Une API dans un outil
Le service que vous utilisez a une API ? On l'enveloppe dans un outil : récupérer, créer, mettre à jour — ce dont vous avez besoin.
Un outil de traitement
Un outil qui transforme les données ou met en forme un contenu — dans exactement le format attendu en sortie.
Un agent vers les outils
À la demande ou via un Pulz autonome : l'instruction nomme les outils, et le schéma tourne seul.
Un support qui rend compte chaque soir
Un client doit traiter les demandes qui lui sont adressées, et recevoir chaque fin de journée un compte rendu dans un format précis. Voici comment on l'assemble.
Accéder aux tickets. Sa plateforme de gestion de tickets a une API : on crée un outil qui récupère les tickets qui lui sont destinés, et un second qui marque un ticket « en cours » ou « résolu ». Les deux se conçoivent et se testent dans le Studio d'outils, sans code répétitif.

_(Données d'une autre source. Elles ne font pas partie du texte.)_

PR #14915, opened 2026-09-06
fix(addon-mobile): prevent sheet dismissal on focus loss

### LINKED ISSUE #12975: 🐞 - tuiDropdownMobile gets closed unexpectedly (ios)

splincode:
Fixes #12975

### DIFF
--- a/projects/cdk/directives/active-zone/active-zone.directive.ts
+++ b/projects/cdk/directives/active-zone/active-zone.directive.ts
@@ -55,6 +55,12 @@ export class TuiActiveZone implements OnDestroy {
         );
     }
 
+    public containsZone(selector: string): boolean {
+        return this.children.some(
+            (zone) => zone.el.matches(selector) || zone.containsZone(selector),
+        );
+    }
+
     // issue: https://github.com/typescript-eslint/typescript-eslint/issues/11770
     // eslint-disable-next-line @typescript-eslint/no-unused-private-class-members
     private addSubActiveZone(activeZone: TuiActiveZone): void {
--- a/projects/cdk/directives/active-zone/tests/active-zone.directive.spec.ts
+++ b/projects/cdk/directives/active-zone/tests/active-zone.directive.spec.ts
@@ -1,6 +1,7 @@
 import {ChangeDetectionStrategy, Component} from '@angular/core';
 import {type ComponentFixture, TestBed} from '@angular/core/testing';
 import {FormControl, ReactiveFormsModule} from '@angular/forms';
+import {By} from '@angular/platform-browser';
 import {TuiActiveZone} from '@taiga-ui/cdk';
 import {provideTaiga} from '@taiga-ui/core';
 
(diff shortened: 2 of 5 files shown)


projects/core/portals/dropdown/dropdown.providers.ts
```diff
@@ -10,6 +10,11 @@ export const TUI_DROPDOWN_COMPONENT = new InjectionToken<Type<any>>(
     {factory: () => TuiDropdownComponent},
 );
 
+export const TUI_DROPDOWN_CLOSE_ON_ACTIVE_ZONE = new InjectionToken<boolean>(
+    ngDevMode ? 'TUI_DROPDOWN_CLOSE_ON_ACTIVE_ZONE' : '',
+    {factory: () => true},
+);
```
mdlufy: Is there another fix ways to avoid creating new token?

splincode: I couldn't find a cleaner way without introducing some configuration point.

We still need the regular dropdown to close when it leaves the active zone, while `tuiDropdownSheet` should skip this behavior only on mobile. I wouldn't want to put `WA_IS_MOBILE` or addon-mobile-specific logic into the core dropdown.

The token keeps the existing behavior by default and allows `tuiDropdownSheet` to override it locally. If you have another approach in mind, I can try it.

waterplea: I don't like this either, let's keep this open until a better idea comes up

splincode: Reworked it without introducing a new token.

I added TuiActiveZone.containsZone(selector) to query attached child zones and now the dropdown simply checks whether its active zone contains an open tui-modal.

This keeps the existing behavior for regular dropdowns and avoids addon-mobile-specific configuration in core.

mdlufy (approved):

waterplea:
This issue is not zone's business, we leave zone. Sure we would wish to catch this case an not leave it, but this seems impossible thanks to brilliant apple engineers, as usual.

Instead a suggest we do the following:
We already have `tuiDropdownEnabled` which we use to stop dropdown from opening. If we also make dropdown ignore close signals when tuiDropdownEnabled === false – we can then set it to false when DropdownSheet is opened. It is getting closed by the means of SheetDialog tap outside/swipe down anyway, we do not really need zone in that case.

Mettre en forme. Le compte rendu doit suivre un gabarit précis — sections, ton, typographie. On crée un outil de formatage qui transforme des notes brutes en exactement cette mise en page. (L'envoi d'e-mail, lui, est déjà intégré au système.)

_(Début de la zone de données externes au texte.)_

PR #14917, opened 2026-09-06
fix(addon-mobile): close sheet dialog before scroll snap ends

### LINKED ISSUE #12355: 🐞 - SheetDialog close animation is extremely slow on IOS

splincode:
Fixes #12355

### DIFF
--- a/projects/addon-mobile/components/sheet-dialog/sheet-dialog.component.ts
+++ b/projects/addon-mobile/components/sheet-dialog/sheet-dialog.component.ts
@@ -2,6 +2,7 @@ import {
     afterNextRender,
     ChangeDetectionStrategy,
     Component,
+    DestroyRef,
     ElementRef,
     inject,
     viewChildren,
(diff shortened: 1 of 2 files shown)


waterplea:
I think the previous attempt was better. We watched where is the scroll going in that attempt but our problem was we were only watching until next scroll event – instead we should watch for multiple scroll events and check if it keeps going down and not slowing down. Our previous attempt didn't work because when you slightly swiped down, but not enough to close – it would still scroll down a little before slowing down and reversing direction to snap to the previous snap point. It's better to revive that old PR and change it accordingly.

Mettre en pilote automatique. On crée un Pulz — une mission autonome — et on lui donne l'instruction en clair, en nommant les outils à utiliser. Le même schéma se rejoue chaque soir, sous la même gouvernance (un envoi sensible peut toujours exiger votre validation).
nommer les outils est facultatif — l'agent sait les choisir seul — mais c'est plus net et plus reproductible. la boucle est bouclée : récupérer → raisonner → formater → livrer, tous les jours.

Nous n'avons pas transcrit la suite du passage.